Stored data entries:
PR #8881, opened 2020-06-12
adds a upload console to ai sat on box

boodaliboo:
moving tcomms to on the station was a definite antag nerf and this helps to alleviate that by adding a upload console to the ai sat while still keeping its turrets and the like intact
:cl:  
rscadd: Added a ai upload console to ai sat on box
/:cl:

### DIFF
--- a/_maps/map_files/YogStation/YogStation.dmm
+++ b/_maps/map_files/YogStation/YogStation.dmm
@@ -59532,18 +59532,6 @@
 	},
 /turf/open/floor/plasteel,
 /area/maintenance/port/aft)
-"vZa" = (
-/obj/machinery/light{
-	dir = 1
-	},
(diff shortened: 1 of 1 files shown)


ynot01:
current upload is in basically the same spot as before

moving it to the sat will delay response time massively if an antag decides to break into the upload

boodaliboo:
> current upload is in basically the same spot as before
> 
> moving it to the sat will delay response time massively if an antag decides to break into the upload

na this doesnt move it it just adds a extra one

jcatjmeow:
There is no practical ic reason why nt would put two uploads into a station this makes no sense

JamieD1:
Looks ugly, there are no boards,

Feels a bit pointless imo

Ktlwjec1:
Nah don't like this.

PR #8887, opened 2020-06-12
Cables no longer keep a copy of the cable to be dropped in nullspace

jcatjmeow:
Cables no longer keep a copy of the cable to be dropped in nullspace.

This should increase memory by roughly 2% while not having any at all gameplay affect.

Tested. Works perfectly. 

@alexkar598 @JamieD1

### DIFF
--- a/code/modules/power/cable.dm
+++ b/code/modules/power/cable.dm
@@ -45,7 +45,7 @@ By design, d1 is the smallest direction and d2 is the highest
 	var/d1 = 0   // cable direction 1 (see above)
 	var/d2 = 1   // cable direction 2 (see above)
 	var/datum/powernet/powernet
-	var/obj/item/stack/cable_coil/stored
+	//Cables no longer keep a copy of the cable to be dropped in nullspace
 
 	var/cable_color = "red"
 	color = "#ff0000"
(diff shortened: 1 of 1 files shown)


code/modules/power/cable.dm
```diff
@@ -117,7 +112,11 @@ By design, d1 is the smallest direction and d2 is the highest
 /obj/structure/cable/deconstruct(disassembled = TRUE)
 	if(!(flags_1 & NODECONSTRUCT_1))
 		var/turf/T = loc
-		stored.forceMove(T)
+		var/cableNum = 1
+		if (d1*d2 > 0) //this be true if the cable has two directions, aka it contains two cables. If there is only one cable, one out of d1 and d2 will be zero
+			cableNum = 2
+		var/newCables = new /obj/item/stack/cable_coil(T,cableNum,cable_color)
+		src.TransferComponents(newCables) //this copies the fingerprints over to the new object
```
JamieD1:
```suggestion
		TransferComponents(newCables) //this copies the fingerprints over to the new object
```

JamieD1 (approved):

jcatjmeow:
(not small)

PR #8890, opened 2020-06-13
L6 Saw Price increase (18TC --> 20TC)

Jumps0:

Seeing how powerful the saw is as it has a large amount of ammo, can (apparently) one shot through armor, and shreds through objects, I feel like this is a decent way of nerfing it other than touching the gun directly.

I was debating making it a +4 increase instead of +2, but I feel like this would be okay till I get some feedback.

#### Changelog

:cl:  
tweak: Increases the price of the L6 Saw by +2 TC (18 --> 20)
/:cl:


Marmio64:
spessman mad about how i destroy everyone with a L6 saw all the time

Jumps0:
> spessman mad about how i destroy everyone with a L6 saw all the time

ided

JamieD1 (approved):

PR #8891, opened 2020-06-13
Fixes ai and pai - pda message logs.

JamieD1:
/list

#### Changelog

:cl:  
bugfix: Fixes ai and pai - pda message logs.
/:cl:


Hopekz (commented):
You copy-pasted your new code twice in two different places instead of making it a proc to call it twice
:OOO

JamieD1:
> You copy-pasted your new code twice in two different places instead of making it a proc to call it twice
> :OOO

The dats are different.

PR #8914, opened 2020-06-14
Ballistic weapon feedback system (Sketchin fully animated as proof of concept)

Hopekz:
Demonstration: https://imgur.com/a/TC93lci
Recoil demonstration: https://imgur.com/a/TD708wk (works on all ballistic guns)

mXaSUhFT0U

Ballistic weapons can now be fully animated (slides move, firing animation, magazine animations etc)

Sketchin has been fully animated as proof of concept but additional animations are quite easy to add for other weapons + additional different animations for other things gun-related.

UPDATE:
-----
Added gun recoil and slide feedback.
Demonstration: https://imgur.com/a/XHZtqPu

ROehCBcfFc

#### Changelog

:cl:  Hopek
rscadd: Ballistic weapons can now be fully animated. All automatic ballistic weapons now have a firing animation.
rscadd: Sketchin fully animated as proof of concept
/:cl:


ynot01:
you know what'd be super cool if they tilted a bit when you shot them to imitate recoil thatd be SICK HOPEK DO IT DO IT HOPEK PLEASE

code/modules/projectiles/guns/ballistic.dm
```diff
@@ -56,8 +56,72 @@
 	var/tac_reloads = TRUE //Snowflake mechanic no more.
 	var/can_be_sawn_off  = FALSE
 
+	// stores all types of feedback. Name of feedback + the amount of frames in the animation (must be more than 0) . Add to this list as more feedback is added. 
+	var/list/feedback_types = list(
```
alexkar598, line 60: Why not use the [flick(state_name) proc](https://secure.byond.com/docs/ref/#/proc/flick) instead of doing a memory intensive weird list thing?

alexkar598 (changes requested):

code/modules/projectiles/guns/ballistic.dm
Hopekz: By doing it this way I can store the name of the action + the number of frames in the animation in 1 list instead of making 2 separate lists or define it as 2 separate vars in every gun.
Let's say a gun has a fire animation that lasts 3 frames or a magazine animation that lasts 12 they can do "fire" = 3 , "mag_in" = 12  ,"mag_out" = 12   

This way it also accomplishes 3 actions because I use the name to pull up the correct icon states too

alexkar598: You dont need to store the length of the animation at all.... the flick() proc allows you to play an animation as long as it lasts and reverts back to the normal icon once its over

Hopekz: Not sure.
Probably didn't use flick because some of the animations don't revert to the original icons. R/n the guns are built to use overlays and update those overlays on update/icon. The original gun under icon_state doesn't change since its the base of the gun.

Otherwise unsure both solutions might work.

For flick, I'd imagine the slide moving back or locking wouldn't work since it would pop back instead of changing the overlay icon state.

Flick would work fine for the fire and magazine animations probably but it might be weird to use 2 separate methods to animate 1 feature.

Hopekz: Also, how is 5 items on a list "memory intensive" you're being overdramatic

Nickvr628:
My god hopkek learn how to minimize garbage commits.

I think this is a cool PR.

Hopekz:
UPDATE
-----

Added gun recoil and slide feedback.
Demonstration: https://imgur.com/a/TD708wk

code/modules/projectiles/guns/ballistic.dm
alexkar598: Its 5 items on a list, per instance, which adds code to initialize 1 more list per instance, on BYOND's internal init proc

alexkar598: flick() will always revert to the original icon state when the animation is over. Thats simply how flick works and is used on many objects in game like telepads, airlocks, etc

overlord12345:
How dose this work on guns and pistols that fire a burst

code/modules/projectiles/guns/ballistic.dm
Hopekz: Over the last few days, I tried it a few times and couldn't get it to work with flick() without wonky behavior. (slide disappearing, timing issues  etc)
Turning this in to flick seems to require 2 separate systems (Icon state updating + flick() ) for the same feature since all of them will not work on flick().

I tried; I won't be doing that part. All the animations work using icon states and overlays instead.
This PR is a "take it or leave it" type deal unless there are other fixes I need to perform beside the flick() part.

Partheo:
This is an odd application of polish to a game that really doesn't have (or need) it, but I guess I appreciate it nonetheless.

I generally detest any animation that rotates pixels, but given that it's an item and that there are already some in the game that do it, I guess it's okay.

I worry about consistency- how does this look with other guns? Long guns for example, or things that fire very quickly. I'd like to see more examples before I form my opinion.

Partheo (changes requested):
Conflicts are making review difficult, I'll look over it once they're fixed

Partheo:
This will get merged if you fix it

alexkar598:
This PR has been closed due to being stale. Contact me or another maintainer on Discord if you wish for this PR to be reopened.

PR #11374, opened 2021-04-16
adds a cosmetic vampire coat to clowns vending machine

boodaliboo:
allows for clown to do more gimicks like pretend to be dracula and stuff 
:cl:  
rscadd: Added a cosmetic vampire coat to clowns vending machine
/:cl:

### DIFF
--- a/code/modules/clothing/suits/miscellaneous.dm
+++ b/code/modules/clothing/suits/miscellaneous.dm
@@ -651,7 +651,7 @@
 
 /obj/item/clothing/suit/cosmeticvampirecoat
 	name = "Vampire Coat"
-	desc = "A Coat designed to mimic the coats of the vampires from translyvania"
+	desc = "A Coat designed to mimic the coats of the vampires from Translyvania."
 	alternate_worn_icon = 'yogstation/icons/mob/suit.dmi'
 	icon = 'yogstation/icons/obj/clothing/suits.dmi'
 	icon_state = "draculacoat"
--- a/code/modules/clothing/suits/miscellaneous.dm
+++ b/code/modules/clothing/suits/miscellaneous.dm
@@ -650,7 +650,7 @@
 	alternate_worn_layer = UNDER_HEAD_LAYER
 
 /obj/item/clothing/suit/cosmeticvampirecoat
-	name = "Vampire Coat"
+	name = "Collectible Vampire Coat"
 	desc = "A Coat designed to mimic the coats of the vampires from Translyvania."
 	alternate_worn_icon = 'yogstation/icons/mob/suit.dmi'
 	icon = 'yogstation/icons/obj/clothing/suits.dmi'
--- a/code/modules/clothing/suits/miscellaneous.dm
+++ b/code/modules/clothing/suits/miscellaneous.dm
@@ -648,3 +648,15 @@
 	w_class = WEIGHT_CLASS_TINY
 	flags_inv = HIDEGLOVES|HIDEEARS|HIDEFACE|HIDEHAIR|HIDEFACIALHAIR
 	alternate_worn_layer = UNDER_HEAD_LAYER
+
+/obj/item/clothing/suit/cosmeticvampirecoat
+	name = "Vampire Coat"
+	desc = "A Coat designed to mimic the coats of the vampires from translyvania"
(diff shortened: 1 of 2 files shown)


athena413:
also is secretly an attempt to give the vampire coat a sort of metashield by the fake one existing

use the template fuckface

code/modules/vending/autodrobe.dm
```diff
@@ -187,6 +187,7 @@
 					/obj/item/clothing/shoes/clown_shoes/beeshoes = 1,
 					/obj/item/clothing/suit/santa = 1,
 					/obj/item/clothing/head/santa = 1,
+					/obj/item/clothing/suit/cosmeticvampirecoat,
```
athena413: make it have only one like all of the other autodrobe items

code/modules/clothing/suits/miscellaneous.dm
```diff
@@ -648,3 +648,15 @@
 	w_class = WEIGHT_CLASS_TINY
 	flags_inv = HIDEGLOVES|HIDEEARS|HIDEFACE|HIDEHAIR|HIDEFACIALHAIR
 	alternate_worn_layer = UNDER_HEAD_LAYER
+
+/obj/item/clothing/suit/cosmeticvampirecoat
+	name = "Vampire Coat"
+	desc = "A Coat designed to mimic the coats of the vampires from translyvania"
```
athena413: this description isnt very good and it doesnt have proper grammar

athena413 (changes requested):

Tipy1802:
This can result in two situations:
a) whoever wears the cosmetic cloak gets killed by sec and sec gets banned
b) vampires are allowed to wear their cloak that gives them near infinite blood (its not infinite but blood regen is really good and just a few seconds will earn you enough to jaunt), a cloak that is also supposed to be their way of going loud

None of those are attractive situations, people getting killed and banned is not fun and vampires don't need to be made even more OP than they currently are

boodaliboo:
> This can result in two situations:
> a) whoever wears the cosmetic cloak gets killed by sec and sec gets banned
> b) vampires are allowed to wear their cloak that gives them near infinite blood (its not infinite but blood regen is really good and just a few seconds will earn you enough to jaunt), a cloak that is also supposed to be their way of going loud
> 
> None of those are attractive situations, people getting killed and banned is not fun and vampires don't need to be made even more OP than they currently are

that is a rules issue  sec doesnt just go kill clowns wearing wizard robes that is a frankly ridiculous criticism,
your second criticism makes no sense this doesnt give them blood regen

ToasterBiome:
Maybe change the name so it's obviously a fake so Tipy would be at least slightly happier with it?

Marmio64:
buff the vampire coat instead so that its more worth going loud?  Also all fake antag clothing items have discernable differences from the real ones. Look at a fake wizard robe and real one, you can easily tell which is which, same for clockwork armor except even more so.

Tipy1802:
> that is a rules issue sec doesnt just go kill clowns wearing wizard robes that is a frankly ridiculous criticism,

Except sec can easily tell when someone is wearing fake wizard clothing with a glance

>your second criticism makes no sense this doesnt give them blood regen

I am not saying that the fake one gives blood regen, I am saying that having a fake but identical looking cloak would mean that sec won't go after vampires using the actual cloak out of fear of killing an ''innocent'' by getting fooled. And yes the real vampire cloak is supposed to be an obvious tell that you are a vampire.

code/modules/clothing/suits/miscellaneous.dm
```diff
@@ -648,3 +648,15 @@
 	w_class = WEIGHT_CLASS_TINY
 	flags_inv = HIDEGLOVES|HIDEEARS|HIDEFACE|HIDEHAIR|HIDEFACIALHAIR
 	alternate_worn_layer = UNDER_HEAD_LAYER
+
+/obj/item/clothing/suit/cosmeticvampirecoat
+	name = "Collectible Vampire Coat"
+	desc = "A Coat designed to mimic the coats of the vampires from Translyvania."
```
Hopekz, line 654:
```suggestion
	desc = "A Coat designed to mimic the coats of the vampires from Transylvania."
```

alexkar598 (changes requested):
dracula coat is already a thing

Assignment: Starting from the first line of the records above, retype each line exactly up to and including the one that contains "--- a/_maps/map_files/YogStation/YogStation.dmm", and nothing more.

Exercise answer:
PR #8881, opened 2020-06-12
adds a upload console to ai sat on box

boodaliboo:
moving tcomms to on the station was a definite antag nerf and this helps to alleviate that by adding a upload console to the ai sat while still keeping its turrets and the like intact
:cl:  
rscadd: Added a ai upload console to ai sat on box
/:cl:

### DIFF
--- a/_maps/map_files/YogStation/YogStation.dmm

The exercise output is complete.